***** Data records

PR #987, opened 2021-08-24
Replace Dictionary with ConcurrentDictionary

xiangxiren:

PR #1104, opened 2022-03-22
used concurrentdictionary since PublishedMessages and ReceivedMessage…

wakiter:
used a concurrentdictionary since PublishedMessages and ReceivedMessages are public and accessed from various places

if one thread enumerates through the dictionary and the other tries to update it, we get a NullReferenceException


yang-xiaodong:
see #987

yang-xiaodong (approved):
LGTM

PR #1125, opened 2022-04-15
Add Exception Details

eymentopcuoglu:
Hello,

Currently, `cap-exception` header does not include the exception stack trace, which would be useful. So, I suggest adding another header called `cap-exception-details` which holds `exception.ToString()`.


yang-xiaodong:
Hello, thanks your PR.
Although the exception stack detail is useful, but it is not in line with our design, we want users to see the exception stack of the error in the logs, not in the content field of the data table.

eymentopcuoglu:
For anybody landing here, wishing to customize this behavior: 
Adding this header is also possible via [filters](https://cap.dotnetcore.xyz/user-guide/en/cap/filter/). Here is the snippet:

```cs
public void OnSubscribeException(ExceptionContext context)
{
    context.DeliverMessage.Headers["cap-exception-details"] = context.Exception.ToString();
}
```

Issue #1148, opened 2022-05-31
Redis Streams deployed in IIS, after the application pool is recycled an exception occurs occasionally 


cdefg198:
Hello,
I have a problem,

1. Production Environment:   IIS10、CAP 6.0.1、CAP.RedisStreams 6.0.1、CAP.SqlServer 6.0.1
2. the consumer website application pool is recycled and self started at 5 a.m. every day
3. Exception msg:
`DotNetCore.CAP.RedisStreams.AsyncLazyRedisConnection：Server replied with error, BUSYGROUP Consumer Group name already exists, for endpoint`
`DotNetCore.CAP.Internal.ConsumerRegister：BUSYGROUP Consumer Group name already exists`

4.Scene:   The CAP Consumer Website is ok, cap.Published table exists record,also StatusName = Succeeded, but cap.Received no record,restart the  CAP Consumer Website after finding problems,the system is ok.

cap.Published
![1](https://user-images.githubusercontent.com/3070114/171127751-840b7b15-9099-44a3-ade6-b70bd8e6e6b3.jpg)

cap.Received
![2](https://user-images.githubusercontent.com/3070114/171127852-a5389e0a-c952-4af0-b540-3ec5d706206e.jpg)

cap.published  2022-05-31 08:12:17-2022-05-31 09:11:48 interval data no write to cap.received

windwos event error msg
![3](https://user-images.githubusercontent.com/3070114/171128929-68e63160-09d9-424b-b691-eb583ff27587.jpg)

![4](https://user-images.githubusercontent.com/3070114/171128964-98a84f8a-c706-4471-992a-39adb74a20a5.jpg)

![5](https://user-images.githubusercontent.com/3070114/171128978-b3240875-dac5-4a16-a720-a8588a95d3f6.jpg)

MahmoudSamir101:
Hi @cdefg198 , Is this limited to iis pool recycling? This behavior can also be reproduced by running the consumer outside of iis and restarting it.

I will investigate more from my side to run my tests againt iis

cdefg198:
> Hi @cdefg198 , Is this limited to iis pool recycling? This behavior can also be reproduced by running the consumer outside of iis and restarting it.
> 
> I will investigate more from my side to run my tests againt iis

My redis version is **window redis-x64-5.0.10**,after deployment to the production environment, there are two occurrences in total.


The following two exceptions occur occasionally in the test environment, but do not affect the use，
[...]

PR #1150, opened 2022-06-03
Change reading/creating streams and consumer groups to handle non idempotent operations

MahmoudSamir101:
fix issue #1148


yang-xiaodong (approved):
Looks good,  Thanks

PR #1152, opened 2022-06-10
optimizing query performance when using mysql

akinix:
in `MySqlDataStorage.cs`
``` csharp
private async Task<IEnumerable<MediumMessage>> GetMessagesOfNeedRetryAsync(string tableName)
{
    var fourMinAgo = DateTime.Now.AddMinutes(-4);
    var sql =
        $"SELECT `Id`,`Content`,`Retries`,`Added` FROM `{tableName}` WHERE `Retries`<@Retries " +
        $"AND `Version`=@Version AND `Added`<@Added AND (`StatusName` = '{StatusName.Failed}' OR `StatusName` = '{StatusName.Scheduled}') LIMIT 200;";
   ...
}
```

``` mysql
EXPLAIN
SELECT `Id`, `Content`, `Retries`, `Added`
FROM `cap.received`
WHERE `Retries` < 3
  AND `Version` = 'v1'
  AND `Added` < '2022-06-09T16:31:07.7105934+08:00'
  AND (`StatusName` = 'Failed' OR `StatusName` = 'Scheduled')
LIMIT 200
```

before optimize
``` sql
+--+-----------+------------+----------+----+-------------+----+-------+----+------+--------+-----------+
|id|select_type|table       |partitions|type|possible_keys|key |key_len|ref |rows  |filtered|Extra      |
+--+-----------+------------+----------+----+-------------+----+-------+----+------+--------+-----------+
|1 |SIMPLE     |cap.received|NULL      |ALL |NULL         |NULL|NULL   |NULL|362766|0.21    |Using where|
+--+-----------+------------+----------+----+-------------+----+-------+----+------+--------+-----------+

```
after optimized
``` sql
+--+-----------+------------+----------+-----+-----------------------------------+-----------------------------------+-------+----+------+--------+---------------------+
|id|select_type|table       |partitions|type |possible_keys                      |key                                |key_len|ref |rows  |filtered|Extra                |
+--+-----------+------------+----------+-----+-----------------------------------+-----------------------------------+-------+----+------+--------+---------------------+
|1 |SIMPLE     |cap.received|NULL      |range|IX_Retries_Version_Added_StatusName|IX_Retries_Version_Added_StatusName|5      |NULL|181383|0.63    |Using index condition|
+--+-----------+------------+----------+-----+-----------------------------------+-----------------------------------+-------+----+------+--------+---------------------+

```

### DIFF
--- a/src/DotNetCore.CAP.MySql/IStorageInitializer.MySql.cs
+++ b/src/DotNetCore.CAP.MySql/IStorageInitializer.MySql.cs
@@ -60,7 +60,8 @@ CREATE TABLE IF NOT EXISTS `{GetReceivedTableName()}` (
   `ExpiresAt` datetime DEFAULT NULL,
   `StatusName` varchar(50) NOT NULL,
   PRIMARY KEY (`Id`),
-  INDEX `IX_ExpiresAt`(`ExpiresAt`)
+  INDEX `IX_ExpiresAt`(`ExpiresAt`),
+  INDEX `IX_Retries_Version_Added_StatusName`(`Retries`, `Version`, `Added`, `StatusName`)
 ) ENGINE=InnoDB DEFAULT CHARSET=utf8mb4;
 
 CREATE TABLE IF NOT EXISTS `{GetPublishedTableName()}` (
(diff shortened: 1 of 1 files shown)


yang-xiaodong:
Hello, Thanks for your PR!

Because adding an index will affect write performance, so we do not add an index by default, but leave this choice to the user who needs it

PR #1154, opened 2022-06-13
Added support for GCP PubSub and Google Spanner database

jhakp:
Extended the code and added support for GCP Pub/sub (message broker) and Google Spanner database.
Added a sample application "Sample.GcpPubSub.GoogleSpanner" to validate the changes. Open appsettings.json of "Sample.GcpPubSub.GoogleSpanner" and change the PubSub details and also change the spanner connection string to try out the changes.


yang-xiaodong:
Hello,

As far as I know, Pub/Sub does not support multiple topics attached to one subscription, so we can't provide support for  CAP group,  Are you try to solve this?

jhakp:
yes, Pub/Sub does not support multiple topics to one subscription. CAP group would not be supported but we can work without that.

yang-xiaodong:
Since this is a core feature, it would be difficult for us to merge it into our main repository without support group feature, I would suggest that this could be written into our docs as a community supported extension and you as the maintainer, what do you think? 

CCommunity supported list docs: 
https://cap.dotnetcore.xyz/user-guide/en/transport/general/#community-supported-transport-extensions

Thank you.

jhakp:
I Yang, Google Pub/Sub would never support subscription group but that doesn't mean CAP cannot support GCP Pub/Sub. What Google recommends is to have only one subscription per Topic.
If you look at the code, we are registering only one subscriber. I don't think this would break any existing CAP implementation as the changes are local to the GCP Pub/Sub package.
I would sincerely like this change to be merged to master.

praveenkrjha:
Any thoughts on merging this pull request to master?

src/DotNetCore.CAP.GcpPubSub/CAP.Options.Extensions.cs
```diff
@@ -0,0 +1,42 @@
...
+namespace Microsoft.Extensions.DependencyInjection
+{
+    public static class CapOptionsExtensions
+    {
+        /// <summary>
+        /// Configuration to use Google Cloud Pub/Sub in CAP.
+        /// </summary>
+        /// <param name="options">CAP configuration options</param>
+        /// <param name="projectId">The GCP <c>Project</c> ID.</param>
+        public static CapOptions UseGooglePubSub(this CapOptions options,string projectId)
```
WeihanLi, line 17:
```suggestion
        public static CapOptions UseGooglePubSub(this CapOptions options, string projectId)
```

PR #1191, opened 2022-08-25
Added BeginTransaction override with possibility to specify Transaction isolation level for SQL Server

ewgenym:
A helpful override when SQL Server storage is used and business transaction requires a specific transaction isolation level.


yang-xiaodong:
Hello,

Thanks for your PR. 

I'm sorry to tell you that we are not going to add this override method, users can add extension methods themselves to do this, and the PR only for SQLServer, different storages need the same behavior, so I will close the PR! Thanks

PR #1193, opened 2022-08-27
Fixes MongoDB queries not returning results when a element convention name is registered

rpenha:
When CAP is using MongoDB with a different element name convention registered in the convention registry, the queries does not work as expected.

This occurs because some queries are mapping properties as strings, and once a different case convention is registered (CamelCaseElementNameConvention, as example), they don't behave as expected.

In order to resolve this issue, I changed the queries to use LINQ instead of Bson Documents. I didn't try to abstract PublishedMessage and ReceivedMessage and simply encapsulate the necessary logic to behave accordingly in each case based on the message type.

### DIFF
--- a/samples/Sample.RabbitMQ.MongoDB/docker-compose.yml
+++ b/samples/Sample.RabbitMQ.MongoDB/docker-compose.yml
@@ -1,0 +1,41 @@
+version: "3.9"
+services:
+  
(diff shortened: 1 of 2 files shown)


yang-xiaodong (approved):
Looks Good, Thanks

Issue #1024, opened 2021-10-28
Question about batch sending


naruto1227:
I would like to ask why cap after restart after reading messages from the database is serial execution

![image](https://user-images.githubusercontent.com/43592384/139181493-413d862f-9eb0-455c-8890-8c14753fb13d.png)

PR #1201, opened 2022-09-06
fix Consumer Service register error when with scope lifetime

sampsonye:
if service or it's dependent services register with scop ， it can not resolve from root ServiceProvider
image


yang-xiaodong:
Hi, please check the Issue's  #1024 comment

sampsonye:
> Hi, please check the Issue's #1024 comment

it related to #1204   I add some more info

yang-xiaodong (approved):
LGTM,  Thanks

PR #94, opened 2024-02-28
caching for adas files loading

fabGitHubTester:
Hi,
This should speed up the loading of the adas files especially in a scenario where we repeat the loading of the same files many times (ex: optimization or uncertainty quantification).

### DIFF
--- a/aurora/atomic.py
+++ b/aurora/atomic.py
@@ -329,7 +329,6 @@ def read_filter_response(filepath, adas_format=True, plot=False):
 
     return E_eV, response
 
-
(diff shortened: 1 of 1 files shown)


fsciortino:
@odstrcilt could you please check whether this may have nasty interactions with the OMFIT environment? If not, I think that we can merge. I wonder if this trick by @fabGitHubTester could have wider applicability in Aurora -- avoiding explicit cashing of ADAS files.

odstrcilt (approved):

PR #96, opened 2024-03-12
Fix CI: teach setuptools that the build needs numpy

eguiraud:
Recent versions of setuptools need the build requirements
to be specified in the pyproject.toml, see
https://setuptools.pypa.io/en/latest/userguide/dependency_management.html#build-system-requirement

Editable installs are still not working, so this patch temporarily
disables them in order to bring the CI back to green.
The issue with editable installs is tracked at #98.

### DIFF
--- a/.github/workflows/tests.yml
+++ b/.github/workflows/tests.yml
@@ -13,7 +13,7 @@ jobs:
       matrix:
         build_command: ["python setup.py develop",
                         "pip install .",
-                        "pip install --editable .",
+                        #"pip install --editable .", # FIXME: see issue #98
                         "python setup.py install",
                         # "echo 'no operation'",  # how to test this one?
         ]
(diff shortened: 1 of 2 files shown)


fsciortino (approved):
Let's see if this works!

eguiraud-pf:
Ok so this fixes installation of the package except for `--editable` installations. I'll see what I can do about that :)

eguiraud:
@fsciortino see new PR description: I propose to disable editable installs for now so you get a green CI back (although one that does not test editable installs, for now).

I'll propose a larger refactoring of the building of the fortran extension modules soon that should bring editable installs back.

eguiraud:
...never mind, setting up the new build system took less than I expected, I think we can skip this step and directly discuss #99 .

PR #103, opened 2024-07-19
Add titan files

odstrcilt:


odstrcilt:
Hi @fsciortino could you give me permission to merge the request even without reviews if the regression tests pass?

odstrcilt:
@fsciortino ready to be merged

.github/workflows/python-publish.yml
```diff
@@ -20,8 +20,8 @@ jobs:
       run: |
         python -m pip install --upgrade pip
         pip install setuptools wheel numpy
-    - name: Build the package
-      run: python setup.py sdist
+    #- name: Build the package
+    #  run: python setup.py sdist
```
fsciortino, line 24: @odstrcilt merging something like this needs to be done carefully... what's your reasoning here? Are we giving up on distributing via PyPi until we can manage the omfit_classes dependence?

pyproject.toml
```diff
@@ -12,7 +12,7 @@ classifiers = [
 ]
 dependencies = [
     "matplotlib",
-    "numpy",
+    "numpy<2.0.0",
```
fsciortino, line 15: @odstrcilt can you please explain? Why should this be done across the whole package and for all users?

fsciortino (changes requested):
Some small changes that seem hacks to get the regression tests to change. We can go with this intentionally, but we should then have a clear plan on how to go back to PyPi publishing and rigorous depedencies management.

.github/workflows/python-publish.yml
odstrcilt: Because the setup.py file is no longer there, Enrico has removed it. The regression tests passed, it it has somehow installed, so I expect that it works.

pyproject.toml
odstrcilt: This was the only option how to make the regression test pass. It has produced this error:
https://github.com/fsciortino/Aurora/actions/runs/10012842877/job/27679164044?pr=103
Enrico suggested using the older numpy 
https://github.com/fsciortino/Aurora/pull/99#issuecomment-2240023051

**********

# Exercise instructions:
The lines to copy are those in the listing that contain the word "RabbitMQ".

# Output of the exercise:
--- a/samples/Sample.RabbitMQ.MongoDB/docker-compose.yml
+++ b/samples/Sample.RabbitMQ.MongoDB/docker-compose.yml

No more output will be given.